I’m using latest python SDK v1.2.11. I got an error while following the docs instructions: Train a Model | Developer Reference | Roboflow Docs (which is also broken as generate_version needs a settings wrapper). The idea is to generate a new version and trigger train model process on Roboflow GPUs. API key, workspace, and project is correct and the version in generated successfully. When I trigger the whole flow that is shown in the docs above I’m getting roboflow.adapters.rfapi.RoboflowError: {“error”: “Unknown error”} in console and on UI it’s just hand up with initializing . I also checked version via REST API and it also telling me initializing status. Then I tried to use REST API (took it from Python SDK code) start_version_training and got 400 status code with this body {“speed”: “fast”,“modelType”: “yolov11n”,“epochs”: 10}. The same error with rfdetr.
Hi elij!
Thanks for the detailed report. Based on your description, there are a few issues to address:
The version being stuck in “initializing” status indicates that version generation didn’t complete successfully before training was triggered. Training cannot start until the version is fully generated. To fix this you will need to wait until the status changes to generated. You can check the version details in the UI to see if there are any errors with the generation. If it does get stuck, I recommend trying to regenerate that version. I believe this is the reason the 400 error is occurring, as training can’t start until version generation is complete. You’re correct that the docs may be outdated. You will need a settings wrapper for this. I will get some correct info and update those docs as soon as I can, thanks for pointing that out.
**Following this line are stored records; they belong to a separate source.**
PR #607, opened 2019-06-28
Fix shading of Project Reactor.

michael-simons:
Project reactors package is just reactor.

We cannot use the internal TestUtils in our ExamplesIT, as the internal TestUtils now expose reactors types under the shaded coordinates.

### DIFF
--- a/examples/src/test/java/org/neo4j/docs/driver/ExamplesIT.java
+++ b/examples/src/test/java/org/neo4j/docs/driver/ExamplesIT.java
@@ -23,7 +23,7 @@ import org.junit.jupiter.api.Test;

Let me know if this works out for you, happy Roboflowing!
Thank you for your response, I really appreciate for your prompt reply and suggestions.
I triggered the job via Python SDK yesterday and got the error in console that I described earlier (“unknown error”).
What I see on UI:
Training in Progress
We are fitting a custom model to your data. We estimate Calculating… for this run once it starts. We will send you an email when it is finished.
In the meantime, read our Inference docs to learn how you will be able to deploy your trained model.
Training machine starting…
This lasts for the whole day (almost 24 hours now) and no progress is made.
I also see the dataset and model type with all settings correctly. I can also download dataset w/o any issues.
Based on the code the version generation will be awaited in train stage: roboflow-python/roboflow/core/version.py at main · roboflow/roboflow-python · GitHub
and then it’ll be triggered for training: roboflow-python/roboflow/core/version.py at main · roboflow/roboflow-python · GitHub
AFAIU, version creation is async project.generate_version but when you use it with combination of train you don’t need to await for version generation to complete, right?
I also tried to trigger it again the same version that stuck in “initializing” state, but got the error:
roboflow.adapters.rfapi.RoboflowError: {“error”: {“message”: “A training job is already running for this version.”}}
I triggered new versions via API a few times and even if I go to UI and click on “Stop Training Early“ it just spins with “Stopping“ text for the whole day. When I’m trying to cancel it I got the message “Error cancelling training, please try again.”.
But there’s good news too. I can trigger it via UI with no issues but my use case won’t allow me to use UI that’s why I need API/Python to make this happen.
This topic was automatically closed 21 days after the last reply. New replies are no longer allowed.